Larry Hickman

No. 27, 30, 37
- Position: Fullback

Personal information
- Born: October 9, 1935 Spring Hill, Texas, U.S.
- Died: February 10, 2017 (aged 81) Tyler, Texas, U.S.
- Listed height: 6 ft 2 in (1.88 m)
- Listed weight: 227 lb (103 kg)

Career information
- High school: Kilgore (TX)
- College: Baylor (1955–1958)
- NFL draft: 1959: 3rd round, 31st overall pick

Career history
- Los Angeles Rams (1959)*; Chicago Cardinals (1959); Green Bay Packers (1960); Hamilton Tiger-Cats (1961–1962); Montreal Alouettes (1962); Toronto Argonauts (1963);
- * Offseason or practice squad member only

Awards and highlights
- Second-team All-SWC (1958);

Career NFL statistics
- Rushing yards: 40
- Rushing average: 3.3
- Receptions: 1
- Receiving yards: 11
- Stats at Pro Football Reference

Career CFL statistics
- Rushing yards: 1,265
- Rushing average: 5.4
- Receptions: 12
- Receiving yards: 112
- Touchdowns: 3

= Larry Hickman =

American gridiron football player (1935–2017)

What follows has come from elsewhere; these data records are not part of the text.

Issue #463, opened 2023-09-27
[Docs] Split Pulsar reference into multiple documents


onobc:
The `pulsar.adoc` page is very long and renders as 26 pages in the page navigation view in Antora (which then requires scrolling). 
This should be split out into multiple pages where each section is a new page. 

See [spring-kafka](https://github.com/spring-projects/spring-kafka/tree/main/spring-kafka-docs/src/main/antora/modules/ROOT/pages/kafka) for a reference as it had the same issue.

KartikShrivastava:
Hey @onobc, can I work on this?

onobc:
Hi @KartikShrivastava ,

That would be most welcomed.

As a point of comparison you can look at the Spring Kafka docs https://docs.spring.io/spring-kafka/reference/ and you will see how the "Using Spring for Apache Kafka" https://docs.spring.io/spring-kafka/reference/kafka.html is split into sections. But if you look at the Spring for Apache Pulsar counterpart https://docs.spring.io/spring-pulsar/reference/reference/pulsar.html there is no sections and the right hand side of this page is a HUGE menu of nested links. It is hard to navigate. 

We want Spring Pulsar to look similar to Spring Kafka docs.

onobc:
Hi @KartikShrivastava ,
We have been busy and have not had a chance to review but should get to this w/in the next 24hrs. 

Thanks for the contribution.

PR #627, opened 2024-03-25
Splits Pulsar reference into multiple documents (Issue #463)

KartikShrivastava:
- This PR addresses the #463 issue
- The main theme is to improve the readability of `pulsar.adoc`

### What does it do
- This PR brings changes to Spring Pulsar ascii doc layout to improve readability
- Sections present in existing `pulsar.adoc` are moved to dedicated ascii docs
- Fixes anchor references after moving blocks to dedicated docs
- Note: `Preface` section has been kept in `pulsar.adoc` as I felt it would provide some overview to the reader in `pulsar.adoc` itself. But please let me know if it should also be a dedicated doc

### Screenshots
Before:
spring-pulsar-doc-before

After:
spring-pulsar-doc-after


spring-pulsar-docs/src/main/antora/modules/ROOT/pages/reference/pulsar/message-consumption.adoc
```diff
@@ -0,0 +1,1030 @@
...
+}
+----
+
+In the preceding example, the `PulsarListener` creates five different consumers (this time, we assume that the topic has five partitions).
+
+NOTE: In this version, there is no message ordering, as `Shared` subscriptions do not guarantee any message ordering in Pulsar.
+
+If you need message ordering and still want a shared subscription types, you need to use the `Key_Shared` subscription type.
+
+=== Message Consumption
```
onobc, line 349: The default id of this section is "message-consumption" and because the title has the same section id, the links will end up being scoped as "message-consumption-1" and "message-consumption-2". 
To avoid any confusion, I would suggest we either put a section id on this or rename it to disambiguate it. I am in favor of the former option and give it a name of "Consuming records". Wdyt?

onobc (changes requested):
@KartikShrivastava - thank you for this excellent contribution! I have one minor suggestion, but other than that this is good-to-go. 

> [!NOTE]
> Thank you for including the before and after screenshots. Taking the extra time to do this for the ease of your reviewers is one of my favorite things. Much appreciated.

How do you feel about doing this same exact thing to the Reactive section?

spring-pulsar-docs/src/main/antora/modules/ROOT/pages/reference/pulsar/message-consumption.adoc
KartikShrivastava: Nice catch!
And I liked the idea of renaming it to Consuming records with the similar id. Will make the change

KartikShrivastava:
Thanks for the kind words @onobc!

> How do you feel about doing this same exact thing to the Reactive section?

Totally up for the change, it will also improve the readability. Shall I add it as a separate PR?

onobc:
> Totally up for the change, it will also improve the readability. Shall I add it as a separate PR?

Excellent! And yeh, I think a separate PR is good. Once you update this PR I will merge.

spring-pulsar-docs/src/main/antora/modules/ROOT/pages/reference/pulsar/message-consumption.adoc
KartikShrivastava: Made the changes, please have a look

Lawrence Dean Hickman (October 9, 1935 - February 10, 2017) was a professional American football fullback in the National Football League (NFL) for the Chicago Cardinals and Green Bay Packers. He played college football at Baylor University.

==Early life==
Hickman was born in Spring Hill, on October 10, 1935, to O.B. and Mattie Jane Hickman as the youngest of four boys, with brothers John, Warner and Waller. He acquired a love of music as a child, and sang for churches, banquets, weddings and theater productions all his life. Hickman attended Kilgore High School in Kilgore, Texas, where he played high school football at halfback and fullback as part of a dominant Bulldog running game with running back teammate Buddy Humphrey. He also lettered in baseball and basketball.

==College career==
Along with Humphrey, Hickman accepted a football scholarship from Baylor University, where he majored in Business with a minor in Vocal Performance. He lettered for the Bears from 1955–58, earning all-Southwest Conference honors in 1958. He was named a member of the Baylor football all-1950s team and was inducted into the Baylor Hall of Fame in 1973. Hickman married the former Shirley Winn of Gladewater while attending Baylor.

During the 1957 Sugar Bowl, Tennessee guard Bruce Burnham and Baylor guard Charley Horton "got into a scuffle" on the ground. Burnham punched Horton a few times. Hickman then responded by kicking Burnham in the face, which sent him to the hospital. A doctor stated "I thought the boy would be gone before we got him off the field". Hickman was ejected and spent the rest of the game crying on the bench. He later apologized to Burnham in the hospital.

==Professional football career==
After playing college football for Baylor, Hickman was selected in third round (31st overall) of the 1959 NFL draft by the Los Angeles Rams, rejoining Humphrey briefly before being traded to the Chicago Cardinals prior to the start of the 1959 season. He played two seasons in the NFL, one for the Cardinals (1959) and one for the Green Bay Packers (1960).

Hickman then went to the Canadian Football League where he played with three teams in three successive years from 1961 to 1963: the Hamilton Tiger Cats, Montreal Alouettes, and Toronto Argonauts. His best year as a running back was 1961, when he rushed for 447 yards and a 6.5 yards per carry average in Hamilton. That year, he played in the 49th Grey Cup game as Hamilton lost to the Winnipeg Blue Bombers in the first ever Grey Cup to ever go into overtime. Hickman suffered a badly sprained ankle in the game. Afterwards, he got progressively fewer chances to rush before retiring.

==Life after football==
After professional football, Hickman joined Texas Power & Light (later TU Electric), working in numerous cities and positions for almost 30 years. He retired from TU Electric in 1993 as their Tyler District Manager, and lived in Tyler for the remainder of his life. He and his wife had two children; daughter Lesa and son Winn. Larry Hickman died on February 10, 2017, at the age of 81.